*** Opening of Dataset content ***

PR #418, opened 2021-11-30
parse multiple choice

abeglova:
#### Pre-Flight checklist

- [x] Testing
  - [x] Code is tested

https://github.com/mitodl/ocw-hugo-themes/issues/215
)
#### What's this PR do?
This pr parses interactive multiple choice questions as a series of shortcodes

Follow the steps in https://github.com/mitodl/ocw-hugo-themes/pull/290

### DIFF
--- a/src/turndown.js
+++ b/src/turndown.js
@@ -421,6 +421,174 @@ turndownService.addRule("div_with_class", {
   }
 })
 
+turndownService.addRule("multiple_choice_question", {
+  filter: (node, options) => {
+    if (node.nodeName === "DIV" && node.getAttribute("class")) {
+      if (
+        node.getAttribute("class") === "problem_question" &&
+        node.getElementsByClassName("problem_radio_input")
+      ) {
+        return true
+      }
+    }
+    return false
+  },
+  replacement: (content, node, options) => {
+    const questionId = node.getAttribute("id")
+    let questionMarkdown = Array.from(
+      node.getElementsByTagName("fieldset")[0].childNodes
+    )
+      .filter(child => {
+        if (
+          child.nodeName === "DIV" &&
+          child.getAttribute("class").includes("choice") &&
+          child.getElementsByClassName("problem_radio_input")
+        ) {
+          return true
+        }
+      })
+      .map(choice => {
+        const isCorrect =
+          choice
+            .getElementsByClassName("problem_radio_input")[0]
+            .getAttribute("correct") === "true"
+        return `{{< quiz_choice isCorrect="${isCorrect}" >}}${turndownService.turndown(
+          choice.outerHTML
+        )}{{< /quiz_choice >}}`
+      })
+      .join("\n")
+    questionMarkdown = `{{< quiz_choices >}}${questionMarkdown}{{< /quiz_choices >}}`
+    const solution = helpers.getNextSibling(node, "div.problem_solution")
+
+    let solutionMarkdown = `{{< quiz_solution / >}}`
+
+    if (solution) {
+      solutionMarkdown = `{{< quiz_solution >}}${turndownService.turndown(
+        solution.outerHTML
+      )}{{< /quiz_solution >}}`
+    }
+
+    questionMarkdown = `${questionMarkdown}\n${solutionMarkdown}`
+
+    return `{{< quiz_multiple_choice questionId="${questionId}" >}}${questionMarkdown}{{< /quiz_multiple_choice >}}`
+  }
+})
+
+turndownService.addRule("multiple_choice_questions_widget", {
+  filter: (node, options) => {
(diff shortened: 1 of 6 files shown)


src/turndown.js
```diff
@@ -421,6 +421,174 @@ turndownService.addRule("div_with_class", {
...
+        ) {
+          return true
+        }
+      })
+      .map(choice => {
+        const isCorrect =
+          choice
+            .getElementsByClassName("problem_radio_input")[0]
+            .getAttribute("correct") === "true"
+        return `{{<choice isCorrect="${isCorrect}">}}${turndownService.turndown(
```
gumaerc, line 455: Minor formatting nitpick:

Here and other places where you are calling shortcodes, can we make sure there are spaces on either side of the decorators every time?  I'm not sure how much this matters, but every place I look at in the Hugo documentation that shows shortcodes has a space after the opening decorator and before the closing.  So this one for example would be :

`{{< choice isCorrect="${isCorrect}" >}}`... etc.

Our code formatter isn't really capable of handling situations like this where we are defining code in strings like this.  It may be unnecessary, but this is the way I've always done it because it's the way I see shortcodes called in all of Hugo's documentation.  With closing tags it would be:

`{{< /choice >}}`

Examples of what I'm talking about can be found here: https://gohugo.io/templates/shortcode-templates/

src/turndown.js
```diff
@@ -421,6 +421,174 @@ turndownService.addRule("div_with_class", {
...
+    if (node.nodeName === "SCRIPT" && node.textContent.includes("quizMulti")) {
+      return true
+    }
+    return false
+  },
+  replacement: (content, node, options) => {
+    const jsParser = require("acorn")
+    const walk = require("acorn-walk")
+    const nodeText = node.textContent.replace(
+      "// There was an extra comma at the end of multiList array.",
```
gumaerc, line 488: I was going to ask about this, then I searched through the parsed JSON and saw how often it appears. :joy:

src/turndown_test.js
```diff
@@ -311,4 +311,105 @@ describe("turndown", () => {
...
+              },
+              {
+                ques: "In the long run, firms should decide to shut down if what condition holds?",
+                ans: "Price is less than both average cost and average variable cost.",
+                ansSel: ["Price is less than average variable cost.", "Price is less than average cost.", "Price is less than average fixed cost."],
+                ansInfo: "In the long run, all costs are variable, and thus average variable cost and average cost are equivalent. The firm will shut down if price is less than average cost. Average fixed cost is not a relevant concept in the long-run, because all costs are considered to be variable."
+              }
+            ]
+          };
+          var options = {
```
gumaerc, line 366: Do we need to do any parsing of these options that seem to appear on each of the quizzes?  Things like `animationType` probably don't matter, but I'm wondering if the `title` property needs to be displayed somewhere or if any of these other options need to be taken into account.  Feel free to make a separate issue for this, as we may not have all the requirements at the moment.  I figured I would mention it though because they do seem to appear on every quiz and are being passed into this "jQuizMe" library.  If they change the behavior we should note that and potentially implement whatever the options are doing.

gumaerc (changes requested):
Overall this works well and I only have some minor comments.  I have a few concerns about the naming of the shortcodes that I'll address in the `ocw-hugo-themes` review.

gumaerc:
Also to note for the future, I was able to figure this out but it's helpful in the testing instructors (either here or in the linked `ocw-hugo-themes` PR) to note if you're adding a new external dependency.  It requires a fresh `yarn install` to be run before testing.  Turndown is bad about swallowing errors and I didn't figure this out until I ran the conversion and saw that I was getting raw HTML on the other end.  I've been thinking about making some changes to the PR /  issue templates so I'll keep this in mind.

src/turndown_test.js
abeglova: The title is not actually displayed anywhere is original ocw. Here is the page where the example was taken from:
https://ocw.mit.edu/courses/economics/14-01sc-principles-of-microeconomics-fall-2011/unit-3-producer-theory/competition-ii/

The rest of the options are settings for the quiz widget. We aren't actually going to display the widget in ocw-next, just show the questions in the page.

abeglova:
Sorry about forgetting to mention that `yarn install` is needed!

src/turndown.js
abeglova: Yeah, it appears a lot, and also breaks the parsing because `textContent` gets rid of whitespace so everything after `//` gets interpreted as a comment. Not sure if there is a less hacky way to fix this, but this should be fine since there will definitely not be any new courses that use the `jQuizMe` library

abeglova:
back to you @gumaerc, thanks for the review

gumaerc (approved):
:+1:

PR #419, opened 2021-11-30
update readme

alicewriteswrongs:

none

#### What's this PR do?

I just cloned this repo for the first time in a while on a new computer, and realized that the README wasn't accurate. In particular, it tells the user to set a `-d` flag to tell `ocw-to-hugo` to download courses, but the flag is actually `--download`. So I updated the README to reflect that, and did a little bit of formatting too.

The proposed changes should make sense.

### DIFF
--- a/README.md
+++ b/README.md
@@ -2,7 +2,10 @@
 
 ## Installation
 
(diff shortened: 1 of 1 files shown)


gumaerc (approved):
:+1: Good catch!

PR #424, opened 2021-12-13
add uid to course.json and course_legacy.json

abeglova:
#### Pre-Flight checklist

- [ ] Testing
  - [ ] Code is tested

https://github.com/mitodl/ocw-studio/issues/870

#### What's this PR do?
In order to be able to import course uids to ocw-studio, we need to add the uid to course_legacy.json
 
Run
```
node . -i private/input -o private/output -c course_json_examples/example_courses.json --download
```
Go to the /data subfolder for any course in your output.

Verify that `uid` is set in course_legacy.json and course.json


src/data_template_generators.js
```diff
@@ -47,7 +47,8 @@ const generateDataTemplate = (courseData, pathLookup) => ({
   ),
   open_learning_library_versions: helpers.getOpenLearningLibraryVersions(
     courseData["open_learning_library_related"]
-  )
+  ),
+  uid: courseData["uid"]
```
gumaerc, line 51: Can we wrap this with `helpers.addDashesToUid`?  The UUID's that come out of the parsed Plone data are just one string as you see and standard UUID's have dashes in specific spots, this function fixes that.

gumaerc (changes requested):
Just one issue:

gumaerc (approved):
:+1:

PR #438, opened 2022-01-26
make turndown escape angle brackets

ChristopherChudzicki:
#### Pre-Flight checklist

- [x] Testing
  - [x] Code is tested

#### What's this PR do?
Some courses contain `&lt;` and `&gt;` entities in their HTML. Turndown does not, by default, escape these. This results in problems for rendering, especially in cases like `&lt;a dog &gt; where the resulting text (`<a dog>`) might be interpretted as a tag.

With this commit, we monkey-patch turndown's escpaing method to escape **opening** angle brackets. (Monkey-patching `TurndownService.prototype.escape` seems like the quasi-endorsed way to do this. See https://github.com/mixmark-io/turndown#escaping-markdown-characters.)

Only escape opening angle brackets (not closing) because Showdown treats escaped closing brackets as literal `\>`.

Using `ocw-to-hugo`, migrate a course containing `&lt;`  in the HTML text and observe that on master they become `"<"` but on this branch they become `\<`.

I used Ancient Philosophy from 2004...
```
# private/courses.json
{
    "courses": [
        "24-200-ancient-philosophy-fall-2004"
    ]
}
# Then
node . -c private/courses.json --download -i private/in -o private/out
```
Then
```
private/out/24-200-ancient-philosophy-fall-2004/content/pages/assignments.md
```
contains some angle brackets.

### DIFF
--- a/src/turndown.js
+++ b/src/turndown.js
@@ -1,4 +1,4 @@
-const TurndownService = require("turndown")
+const OriginalTurndownService = require("turndown")
 const turndownPluginGfm = require("turndown-plugin-gfm")
 const { gfm, tables } = turndownPluginGfm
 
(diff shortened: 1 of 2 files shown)


src/turndown.js
```diff
@@ -15,6 +15,43 @@ const {
...
+  escape(string) {
+    /**
+     * Regex to match
+     *  1) an even number of backslashes,
+     *  2) not preceeded or followed by a backslash
+     *  3) followed by <
+     *
+     * (2) precludes from erroneously matching an odd number of backslashes.
+     */
+    const UNESCAPED_OPENING_ANGLE_BRACKET = /(?<!\\)(?:\\\\)*(?!\\)</g
```
ChristopherChudzicki, line 48: We could potentially just use `/</g`. Originally I going to escape both `<` and `>`, but it turned out Showdown did not like the escaped `>`, so I removed them.

The more complicated regex was mostly to avoid double-escaping `>`. (Turndown DOES escape `>` when they occur at the beginning of a line.) But... not escaping escaped stuff seemed good, so I left it.... 🤷

src/turndown.js
```diff
@@ -15,6 +15,43 @@ const {
...
+   * e.g. "&lt;a dog&gt;"" turns into "<a dog>", which can be erroneously
+   * interpretted as an anchor tag. [Aside: Turndown does escape angle brackets
+   * at the beginning of a line, since those are markdown block quotes.]
+   *
+   * Below, we monkey-patch the escape method to escape OPENING angle-brackets
+   * only, unless they are already escaped. Why only opening?
+   *  - According to the GFM spec (https://github.github.com/gfm/#backslash-escapes)
+   *    escaping opening and closing brackets should be safe
+   *  - But showdown, which we use in OCW Studio, renders "\>" as "\>" instead
+   *    of ">".
```
alicewriteswrongs, line 33: :/ well that's not so nice of showdown!

alicewriteswrongs (approved):
looks good to me!

Issue #473, opened 2022-02-14
some pages in 7.00sc Fundamentals of Biology don't build correctly


pdpinch:
### Steps to Reproduce

view https://ocw-published.odl.mit.edu/courses/7-01sc-fundamentals-of-biology-fall-2011/pages/biochemistry/macromolecules-lipids-carbohydrates-nucleic-acid/

### Expected Behavior

should have all the content from https://ocw.mit.edu/courses/biology/7-01sc-fundamentals-of-biology-fall-2011/biochemistry/macromolecules-lipids-carbohydrates-nucleic-acid/

### Screenshot or Screencast

![image](https://user-images.githubusercontent.com/430126/153926774-4077f7b4-c127-4c91-b04c-6497b6a4feb9.png)

### Related issues

The content loads in studio, but the page doesn't build. This page contains a "check yourself" javascript, so work done in mitodl/ocw-hugo-themes#215 might be relevant.

gumaerc:
@abeglova I dug into this this morning and found that the issue was happening in the `multiple_choice_questions_widget` turndown rule.  There were a number of times parsing the content of `dataSubstring` as JSON failed.  Here's an example:

```
{ "multiList": [ { "ques": 'Which of the following statements is true for phospholipid molecules?<ol type="a">
  <li>The polar end of phospholipids would contain carbon and phosphorous and oxygen.</li>
  <li>The non-polar end of phospholipids would contain almost exclusively carbon and hydrogen.</li>
  <li>The polar end of phospholipids would form hydrogen bonds with water.</li>
  <li>The non-polar end of phospholipids associate with the cytoplasm of the cell.</li>
</ol>', "ans": "a,b,c", "ansSel": ["a,b,c, and d", "b,c,d", "a,c"], "ansInfo": "" }, { "ques": 'Which of the following
statements is true for carbohydrate molecules? <ol type="a">
  <li>The general structure can abbreviated as (CH<sub>2</sub>O)n.</li>
  <li>A disaccharide can be formed by a condensation reaction between two glucose molecules.</li>
  <li>Carbohydrates can be used as an energy source for cells.</li>
  <li>Carbohydrates can be used as a structural molecule.</li>
</ol>', "ans": "a,b,c, and d", "ansSel": ["a,b", "c,d", "b,c"], "ansInfo": "" }] }
```

[...]

PR #486, opened 2022-03-08
fix HTML embedded in quizzes

gumaerc:
#### Pre-Flight checklist

- [x] Testing
  - [x] Code is tested

Closes https://github.com/mitodl/ocw-to-hugo/issues/473

#### What's this PR do?
This PR introduces some extra code to the `multiple_choice_questions_widget` turndown rule that adds support for parsing arbitrary HTML inserted into the question and answer data.  Previously, if there was HTML in the quiz data with double quotes in it, it would cause the turndown rule to throw a hard error because a call to `JSON.parse` would fail.  This happened because the data was not valid JSON.  This PR corrects that by finding the HTML, transforming it to markdown and correcting any places where single quotes are used to encapsulate the HTML.

 - Read the readme if you've never used `ocw-to-hugo` before and make sure you are set up to download courses from S3
 - Place the following in `private/courses.json`:
```
{
  "courses": [
      "7-01sc-fundamentals-of-biology-fall-2011"
  ]
}
```
 - Run `node . -i private/input -o private/test --rm --courses private/courses.json --download`
 - Inspect the output and / or spin up the course using `ocw-hugo-themes` (follow directions in the readme if you've never used it before) and ensure that the pages with quizzes on them render properly

image

### DIFF
--- a/src/turndown.js
+++ b/src/turndown.js
@@ -21,7 +21,7 @@ class TurndownService extends OriginalTurndownService {
    * https://github.com/mixmark-io/turndown#escaping-markdown-characters
    *
    * That's good. But it does NOT (usually) escape angle brackets in the output,
-   * e.g. "&lta dog&gt"" turns into "<a dog>", which can be erroneously
+   * e.g. "&lt;a dog&gt;"" turns into "<a dog>", which can be erroneously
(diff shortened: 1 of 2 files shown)


abeglova (approved):
👍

*** Close of Dataset content ***

What the task asks
Find the word "multiList" in the entries, and copy every line it shows up in.

Written reply
+      "// There was an extra comma at the end of multiList array.",
{ "multiList": [ { "ques": 'Which of the following statements is true for phospholipid molecules?<ol type="a">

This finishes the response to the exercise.